Download or read book Shakespeare and the Resistance written by Clare Asquith and published by PublicAffairs. This book was released on 2018-08-21 with total page 253 pages. Available in PDF, EPUB and Kindle. Book excerpt: Shakespeare's largely misunderstood narrative poems contain within them an explosive commentary on the political storms convulsing his country The 1590s were bleak years for England. The queen was old, the succession unclear, and the treasury empty after decades of war. Amid the rising tension, William Shakespeare published a pair of poems dedicated to the young Earl of Southampton: Venus and Adonis in 1593 and The Rape of Lucrece a year later. Although wildly popular during Shakespeare's lifetime, to modern readers both works are almost impenetrable. But in her enthralling new book, the Shakespearean scholar Clare Asquith reveals their hidden contents: two politically charged allegories of Tudor tyranny that justified-and even urged-direct action against an unpopular regime. The poems were Shakespeare's bestselling works in his lifetime, evidence that they spoke clearly to England's wounded populace and disaffected nobility, and especially to their champion, the Earl of Essex. Shakespeare and the Resistance unearths Shakespeare's own analysis of a political and religious crisis which would shortly erupt in armed rebellion on the streets of London. Using the latest historical research, it resurrects the story of a bold bid for freedom of conscience and an end to corruption that was erased from history by the men who suppressed it. This compelling reading situates Shakespeare at the heart of the resistance movement.

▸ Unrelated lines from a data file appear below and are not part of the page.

PR #1072, opened 2024-09-15
Update dex2jar

ThexXTURBOXx:
Updates dex2jar and ASM to their respective latest versions. I have squashed quite a few bugs within dex2jar since the last update :)
~~CI might be failing right now since the artifact might not have finished syncing to Central. Should work in around 15-30 minutes at most, though!~~

Edit: CI seems to have worked already, nice!

### DIFF
--- a/sootup.java.bytecode.frontend/pom.xml
+++ b/sootup.java.bytecode.frontend/pom.xml
@@ -28,17 +28,17 @@
 		<dependency>
 			<groupId>org.ow2.asm</groupId>
 			<artifactId>asm-util</artifactId>
-			<version>9.5</version>
+			<version>9.7</version>
 		</dependency>
 		<dependency>
 			<groupId>org.ow2.asm</groupId>
 			<artifactId>asm-commons</artifactId>
-			<version>9.5</version>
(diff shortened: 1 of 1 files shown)


swissiety (commented):
Thx for the update!
In the meantime we have incorporated a direct .dex to Jimple conversion so we are thinking about moving the current dependency+`AnalysisInputLocation` code to the documentation so someone can opt in into using dex2jar + additional dependency if one has the need or want to.

JonasKlauke:
Hi,
We have moved all dependency versions to the parent pom. Many of the changes were already done in the PR #1071 which happended in parallel to this PR
The dex2jar dependency was still included in the pom, but since we dont use it anymore, we removed it. 
But in the documentation we still show how to use dex2jar to create an android frontend.
But thanks for pointing out that asm.util has released version 9.7, my maven was only showing 9.6

ThexXTURBOXx:
Perfect, thanks for the news! :)
In that case, I will close this PR as it was superseded. Thank you for the heads-up!
And no problem for pointing out the ASM update ;)

Edit: And of course, let me know if there is something I can help you with!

Download or read book How the Classics Made Shakespeare written by Jonathan Bate and published by Princeton University Press. This book was released on 2020-10-13 with total page 378 pages. Available in PDF, EPUB and Kindle. Book excerpt: "This book grew from the inaugural E. H. Gombrich Lectures in the Classical Tradition that I delivered in the autumn of 2013 at the Warburg Institute of the University of London, under the title, "Ancient Strength: Shakespeare and the Classical Tradition"--Preface, page ix.

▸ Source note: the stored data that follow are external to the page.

PR #1158, opened 2025-01-12
[code improve] No more views passing around

Liyw979:
since We have access to the current view object  in 
https://github.com/soot-oss/SootUp/blob/76f7e78f2f1a0103b4ac3be448c553fb6184bec5/sootup.callgraph/src/main/java/sootup/callgraph/AbstractCallGraphAlgorithm.java#L62-L64


swissiety (commented):
makes sense

PR #1162, opened 2025-01-20
Jimple to JavaObjects to change minimaltestsuite

### LINKED ISSUE #1056: [Feature]: JimpleJavaObjectPrinter
### Missing Feature

usecase: simplifying testcases

- [ ] replace minimaltestsuite tests by its equivalent output of the JimpleJavaObjectPrinter.
- [ ] move testcases into core module / remove then unnecessary dependency to bytecodefronted
- [ ] keep some testcases - especially the ones with try-resources, if-else, try-catch, synchronized, ... as JimplePrinterTests

sahilagichani14:


swissiety (changes requested):
Just to be clear we are on the same page: the goal is to transform a StmtGraph to a String containing Java Sourcecode. And if we run that Javacode we should get the equivalent StmtGraph (again)

sahilagichani14:
> Just to be clear we are on the same page: the goal is to transform a StmtGraph to a String containing Java Sourcecode. And if we run that Javacode we should get the equivalent StmtGraph (again)

So the starting point is StmtGraph and not Jimple String?

swissiety:
yes and please make use/implement a `StmtVisitor` to print the details of the respective Stmts. And in those methods of the `StmtVisitor` you could make use of that JavaPoet library if it helps you to keep track of the different Java variables of the generated source code. Maybe a `Map<Value, JavaVariableNameString>` of already generated Jimple objects would suffice as well, so you could generate each Stmt and initialize its Operands or reuse the already created ones.

sootup.jimple.frontend/src/main/java/sootup/jimple/frontend/JavaCodeBuilder.java
```diff
@@ -0,0 +1,180 @@
...
+              ((Local) stmt.getRightOp()).getName(), stmt.getRightOp().getType());
+    }
+    javaCodeObjects.add(
+        String.format(
+            "Stmt %s = JavaJimple.newAssignment(JavaJimple.newLocal(\"%s\", factory.classType(\"%s\")), %s , noStmtPositionInfo)",
+            stmt.getLeftOp().toString(),
+            stmt.getLeftOp().toString(),
+            stmt.getType().toString(),
+            typeString));
+  }
```
swissiety: don't forget we have more of those visitors like the ValueVisitor e.g. for Operands

sootup.java.core/src/main/java/sootup/java/core/buildsrccode/JavaSrcCodeBuilder.java
```diff
@@ -0,0 +1,234 @@
...
+
+  public void createStmtGraph(Body body) {
+    javaCodeObjects.add("MutableStmtGraph stmtGraph = bodyBuilder.getStmtGraph();");
+    javaCodeObjects.add(
+        String.format("stmtGraph.setStartingStmt(%s);", stmtVarName.get(body.getThisStmt())));
+    // loop over statements and put edges
+    List<Stmt> bodyStmts = body.getStmts();
+    if (!bodyStmts.isEmpty()) {
+      Iterator<Stmt> stmtIterator = bodyStmts.iterator();
+      // TODO: how to add edges or blocks when jumping statements?
```
sahilagichani14: @swissiety can we have a call to discuss this part?

swissiety (approved):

Download or read book Shakespeare in America An Anthology from the Revolution to Now LOA 251 written by Various and published by Library of America. This book was released on 2014-04-01 with total page 624 pages. Available in PDF, EPUB and Kindle. Book excerpt: An anthology that traces how Shakespeare has shaped American history and culture—featuring pieces by Founding Fathers, Orson Welles, and other noteworthy figures “The history of Shakespeare in America,” writes James Shapiro in his introduction to this groundbreaking anthology, “is also the history of America itself.” Shakespeare was a central, inescapable part of America’s literary inheritance, and a prism through which crucial American issues—revolution, slavery, war, social justice—were refracted and understood. In tracing the many surprising forms this influence took, Shapiro draws on many genres—poetry, fiction, essays, plays, memoirs, songs, speeches, letters, movie reviews, comedy routines—and on a remarkable range of American writers from Emerson, Melville, Lincoln, and Mark Twain to James Agee, John Berryman, Pauline Kael, and Cynthia Ozick. Americans of the revolutionary era ponder the question “to sign or not to sign;” Othello becomes the focal point of debates on race; the Astor Place riots, set off by a production of Macbeth, attest to the violent energies aroused by theatrical controversies; Jane Addams finds in King Lear a metaphor for American struggles between capital and labor. Orson Welles revolutionizes approaches to Shakespeare with his legendary productions of Macbeth and Julius Caesar; American actors from Charlotte Cushman and Ira Aldridge to John Barrymore, Paul Robeson, and Marlon Brando reimagine Shakespeare for each new era. The rich and tangled story of how Americans made Shakespeare their own is a literary and historical revelation. As a special feature, the book includes a foreword by Bill Clinton, among the latest in a long line of American presidents, including John Adams, John Quincy Adams, and Abraham Lincoln, who, as the collection demonstrates, have turned to Shakespeare’s plays for inspiration.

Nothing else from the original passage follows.